The inMinScore parameter may be used to change minimum score of a character. By default, this threshold is set to 0.5. Changing this parameter, however, may result in showing false characters. See the example image below:

Increasing the inMinScore parameter can help us get rid of false characters

The OcrResult.Quality is a score that assesses the physical quality of the character on the input image. This metric does not evaluate whether the OCR model read the character correctly, but rather whether the character is in good visual condition, clean, undamaged, and legible to a human. It is a metric that evaluates the quality of the real-world object.

Interpretation:

High quality: The character in the image is clear, complete, has good enough contrast, and is not scratched, corroded, or dirty.
Low quality: The character in the image is damaged. Common causes include:
- Uneven or cluttered backgrounds.
- Recurring patterns over the text (e.g., text seen through a fence).
- Smudges, stains, or artifacts.
- Gaps or interruptions in the print.
- Significant blur.
- Specular reflections (glare).
- Very low contrast.

The inMinQuality parameter allows you to filter out low-quality detections that might be noise or image artifacts rather than actual characters. By default, this is set to 0.0, which means nothing is filtered.

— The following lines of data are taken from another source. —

PR #3782, opened 2023-03-16
Convert more tests from DML to parser database.

pimeys:
Moar.


tomhoule (approved):
this is huge. amazing. :1st_place_medal:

Note: Increasing this value can help hide false characters, but setting it too high may also cause the model to ignore legitimate characters that are merely worn or poorly printed. See the example image to understand this balance.

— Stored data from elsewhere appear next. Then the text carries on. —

PR #3784, opened 2023-03-17
feat(qe): Query validation (II): error replacement

miguelff:
Part of https://github.com/prisma/client-planning/issues/285

This PR replaces the query engine validation errors with new ones containing the proper structure to be used by the client to provide more meaningful diagnostics information to end users.

The patch looks big, but it's not so much. After stabilizing this branch, there will be 3 commits:
- `Implement new error format`: Core changes implementing the new functionality and cleanup of legacy errors 
- `Core tests`: Core tests implementing json snapshots for the different kinds of errors
- `Adjust integration tests`: Changes in integration tests to adjust to the new format of paths and messages

I recommend rust engineers to focus on `Implement new error format` primarily. After all, `Core tests` were used to drive the migration of each error and are declarative. And `Adjust integration tests` it's ensured to not have changed the error semantics, but only reducied the number of tests that asserted on the query paths (now splitted into selection and argument paths), to make the suite more resilient to changes in the error messages. A few tests kept asserting the paths to provide good enough coverage.

The one commit for implementing the new error format might seem big:

```
commit d00a17d2f808827d5bd741f53b1b5e129c8e0142
Author: Miguel Fernandez <miguel@mff.io>
Date:   Fri Mar 17 10:16:29 2023 +0100

    Implement new error format

 Cargo.lock                                                           |   1 +
 libs/user-facing-errors/Cargo.toml                                   |   1 +
 libs/user-facing-errors/src/lib.rs                                   |   6 +
 libs/user-facing-errors/src/query_engine/mod.rs                      |   9 +-
 libs/user-facing-errors/src/query_engine/validation.rs               | 632 ++++++++++++++++++++++++++++++++-
 query-engine/core/src/error.rs                                       |  41 +--
 query-engine/core/src/query_document/error.rs                        | 185 ----------
 query-engine/core/src/query_document/mod.rs                          |   5 +-
 query-engine/core/src/query_document/parser.rs                       | 682 +++++++++++++++++++++++++-----------
 query-engine/core/src/query_document/transformers.rs                 | 144 +++-----
 query-engine/core/src/query_graph_builder/builder.rs                 |   3 +-
 query-engine/core/src/query_graph_builder/error.rs                   |   9 +-
 query-engine/request-handlers/src/protocols/json/protocol_adapter.rs |  46 +--
 query-engine/schema/src/input_types.rs                               |  25 +-
 query-engine/schema/src/output_types.rs                              |  24 ++
 15 files changed, 1253 insertions(+), 560 deletions(-)
```

But the parser and transformer modules are basically only changing the callsites to create the new error messages. So shouldn´t be a lot.  [`validation.rs`](https://github.com/prisma/prisma-engines/blob/integration/errors-jsonp/libs/user-facing-errors/src/query_engine/validation.rs) is the starting point.


query-engine/connector-test-kit-rs/query-engine-tests/tests/writes/top_level_mutations/update_many.rs
```diff
@@ -409,7 +409,7 @@ mod json_update_many {
                 }
               }"#,
             2009,
-            "Enum value 'AnyNull' is invalid for enum type NullableJsonNullValueInput"
+            "`AnyNull` is not a valid `NullableJsonNullValueInput`"
```
Weakky, line 412: Any reason we've removed the `"Enum value"`characterization?

query-engine/connector-test-kit-rs/query-engine-tests/tests/writes/top_level_mutations/upsert.rs
```diff
@@ -142,8 +142,8 @@ mod upsert {
               reqString
             }
           }"#,
-          2009,
-          "Mutation.upsertOneWithDefaultValue.create.WithDefaultValueCreateInput.reqString`: A value is required but not set."
+            2009,
+            "`create.reqString`: A value is required but not set"
```
Weakky, line 146: I generally like the removal of input type names, especially if we still have them as part of the `meta` object, which is sometimes still helpful for debugging purposes when dealing with unions of input object types.

Weakky (approved):
First pass, I'd like to do another one on Monday with a fresh head! Looking good so far, great job 💯

query-engine/connector-test-kit-rs/query-engine-tests/tests/writes/composites/list.rs
```diff
@@ -671,20 +661,20 @@ mod update {
...
+            r#"mutation {
             updateOneTestModel(
               where: { id: 1 }
               data: { a: { update: { a_1: { push: {} } } } }
             ) { id }
           }"#,
-          2009,
-          "Mutation.updateOneTestModel.data.TestModelUpdateInput.a.AUpdateEnvelopeInput.update.AUpdateInput.a_1.StringFieldUpdateOperationsInput.push`: Field does not exist on enclosing type."
+            2009,
+            "Field does not exist in enclosing type."
```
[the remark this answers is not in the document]
miguelff: The latter

tests.run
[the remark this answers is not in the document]
miguelff: Yup, good catch.

libs/user-facing-errors/src/query_engine/validation.rs
```diff
@@ -1,15 +1,621 @@
...
+        provided_field_count: usize,
+    ) -> Self {
+        let constraints =
+            InputTypeConstraints::new(min_field_count, max_field_count, required_fields, provided_field_count);
+
+        let message = format!("Some fields are missing: {}", constraints);
+        ValidationError {
+            kind: ValidationErrorKind::SomeFieldsMissing,
+            message,
+            meta: Some(json!({ "argumentPath": argument_path, "selectionPath": selection_path })),
```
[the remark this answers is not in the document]
miguelff: This is a good suggestion, I also thought about it. I think type-safety is a good property, OTOH, there is quite a variance in the meta attributes of different errors. Because we have tests asserting those formats, and the benefit of having such structs will be mainly lexica, I think it's fine to rely on the tests for that and not require the different metadata to have a different struct value.

Having said that this is a weak preference, and I'm fine changing it there is a hidden benefit I haven't considered.

query-engine/connector-test-kit-rs/query-engine-tests/tests/writes/top_level_mutations/update_many.rs
miguelff: Generalization, we use the same factory for any value not belonging to a type. Generating a message for enums would have required a different factory or a more sophisticated analysis of the types. Given this error message is only internal to the engine and that the client will generate its own error message from the metadata, I thought it was good enough.

Weakky (approved):
Second pass: I could only find a small nitpick which confused me at first. Approving a second time 💯

query-engine/schema/src/output_types.rs
```diff
@@ -80,6 +97,13 @@ impl OutputType {
         }
     }
 
+    // Is relation determines whether the given output type is a relation, i.e. is an object and
+    // that object is backed by a model, meaning that it is not an scalar list
+    pub fn is_relation(&self) -> bool {
+        let o = self.as_object_type();
+        o.is_some() && o.unwrap().model.is_some()
+    }
```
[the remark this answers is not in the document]
miguelff: This is good feedback. Let me accommodate that. Thank you!

query-engine/schema/src/output_types.rs
```diff
@@ -12,6 +12,23 @@ pub enum OutputType {
...
+                f,
+                "{}",
+                o.upgrade()
+                    .map(|f| f.identifier().name())
+                    .unwrap_or_else(|| String::from("Object"))
+            ),
+            Self::Scalar(s) => write!(f, "{s}"),
+        }
+    }
+}
```
tomhoule, line 30: Could this be a function instead? Display impls have at least three disadvantages:

- They are global. Anywhere you put an output type in a format string, it will be used, and it may not be what you meant.
- They are not specific. This is for rendering error messages, but `impl Display` does not convey that.
- Display impls are used for different purposes in the same area of the codebase. In prisma-models, the Zipper Display impls are used for the type names rendered as part of DMMF, not for errors. I don't think the other Display impls are justified either, but this would add to the confusion.

query-engine/core/src/query_document/parser.rs
```diff
@@ -572,25 +723,205 @@ impl QueryDocumentParser {
...
+                .map(|f| f.identifier.name())
+                .unwrap_or_else(|| String::from("Object")),
+            OutputType::Scalar(s) => s.to_string(),
+        }
+    }
+}
+#[derive(Debug, Clone, Default)]
+pub struct Path {
+    segments: Vec<String>,
+}
```
tomhoule, line 905: Does this need to be public? (genuinely asking, I don't know)

query-engine/schema/src/output_types.rs
miguelff: Yes, I can make that a pure function receiving an output type reference.

query-engine/core/src/query_document/parser.rs
miguelff: I think it can be `pub(crate)`

miguelff: [bb438ba](https://github.com/prisma/prisma-engines/pull/3784/commits/bb438baf41e8405acf01996eecff224d2bd7d462)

Increasing the inMinQuality parameter can help us get rid of damaged characters

The inContrastThreshold and inPolarization parameters sets a desired contrast interval of a character, which may be used to reduce amount of false positives:

For inPolarization = Polarity::Bright, only characters with a contrast greater than inContrastThreshold will be returned.
For inPolarization = Polarity::Dark, only characters with a contrast lower than -inContrastThreshold will be returned.
For inPolarization = Polarity::Any, only characters with a contrast lower than -inContrastThreshold or greater than inContrastThreshold will be returned.

Example of results with different values of the inPolarization parameter:

Character which is darker than its background have a negative contrast. Opposite situation results in a positive contrast.

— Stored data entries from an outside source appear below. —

PR #3785, opened 2023-03-17
query-core: enforce rust_2018_idioms

tomhoule:
This mostly means that lifetime parameters of types can't be omitted. For clarity.


jkomyno (approved):
I find this helpful, especially for the newest contributors who often look for "good practices" examples in the codebase.

Issue #3520, opened 2022-12-16
test: update vitess docker image: latest is currently failing on Introspection Engine tests


Jolg42:
See https://github.com/prisma/prisma-engines/pull/3400

PR #3793, opened 2023-03-21
tests: upgrade vitess (vttestserver) images

tomhoule:
Schema changes became (more) asynchronous, meaning a bunch of tests
started failing. The old image started failing in other interesting ways
when we sped up QE tests in https://github.com/prisma/prisma-engines/pull/3635

The main change is that the destructive change checker now retries
queries with exponential backoff on error on mysql. This is necessary
because destructive change checks can come after a migration, and _on
Vitess_, schema changes are asynchronous, they can take time to take
effect. That causes failures in destructive change checks. Trying again
later, in this case, works.

closes https://github.com/prisma/prisma-engines/pull/3400
closes https://github.com/prisma/prisma-engines/issues/3520

### DIFF
--- a/libs/sql-schema-describer/src/mysql.rs
+++ b/libs/sql-schema-describer/src/mysql.rs
@@ -267,7 +267,7 @@ impl<'a> SqlSchemaDescriber<'a> {
         let sql = r#"
             SELECT DISTINCT
               BINARY table_info.table_name AS table_name,
-              (CASE WHEN table_info.create_options='partitioned' THEN TRUE ELSE FALSE END) as is_partition
+              table_info.create_options AS create_options
             FROM information_schema.tables AS table_info
             JOIN information_schema.columns AS column_info
                 ON BINARY column_info.table_name = BINARY table_info.table_name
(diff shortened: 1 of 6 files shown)


libs/sql-schema-describer/src/mysql.rs
```diff
@@ -278,9 +277,7 @@ impl<'a> SqlSchemaDescriber<'a> {
                 AND table_info.table_type = 'BASE TABLE'
             ORDER BY BINARY table_info.table_name"#;
         let rows = self.conn.query_raw(sql, &[schema.into(), schema.into()]).await?;
-        let names = rows
-            .into_iter()
-            .map(|row| (row.get_expect_string("table_name"), row.get_expect_bool("is_partition")));
+        let names = rows.into_iter().map(|row| (row.get_expect_string("table_name"), false)); // TODO
```
tomhoule, line 280: still TODO: should block merging

migration-engine/connectors/sql-migration-connector/src/sql_destructive_change_checker/destructive_change_checker_flavour/mysql.rs
```diff
@@ -129,27 +129,48 @@ impl DestructiveChangeCheckerFlavour for MysqlFlavour {
...
-            let result_set = self.query_raw(&query, &[]).await?;
-            super::extract_column_values_count(result_set)
+            query_with_backoff(self, &query)
+                .await
+                .and_then(super::extract_column_values_count)
         })
     }
 }
 
+/// Run the query with exponential backoff on error, from 400ms up to (400 × 2⁵)ms.
```
tomhoule, line 157: will push a commit expanding on _why_ we need retries here (tl;dr schema changes have become async in vitess)

pimeys (approved):
gg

Using positive inCharSpacing can eliminate false detections of characters that are close to other characters. Conversely, using negative inCharSpacing can capture more characters that are located near each other. This value is set to 0 by default.

Illustration of outcomes with various values of the inCharSpacing parameter:

To filter out characters that are not fully contained within the Region of Interest (ROI), use parameter inRemoveBoundaryCharacters.

Demonstration of effects using different inRemoveBoundaryCharacters parameter values:

Hints

It is recommended that the deep learning model is deployed with DL_ReadCharacters_Deploy first and connected through the inModelId input.
If one decides not to use DL_ReadCharacters_Deploy, then the model will be loaded in the first iteration. It will take up to several seconds.
In case of characters having too much differing height, it is advised to separate the analysed area (e.g. with inRoi input) to smaller parts containing symbols with a more consistent height.
In case of poor quality results in Fast mode, check if inCharHeight is set correctly.
False characters characters can also be removed using MergeCharactersIntoLines.
To match the known inPattern, use grammar rules in MergeCharactersIntoLines.

Remarks

This filter should not be executed along with running Deep Learning Service as it may result in degraded performance or even out-of-memory errors.

Errors

List of possible exceptions:

Error type	Description
DomainError	Empty image in DL_ReadCharacters.
DomainError	inCharRange cannot be empty string.
DomainError	inModelDirectory cannot be empty string.
DomainError	Nonpositive dimensions of ROI in DL_ReadCharacters
DomainError	Too small ROI in DL_ReadCharacters
DomainError	Zero scale in ROI alignment in DL_ReadCharacters
DomainError	Not supported inImage pixel format in DL_ReadCharacters. Supported formats: 1xUInt8, 3xUInt8.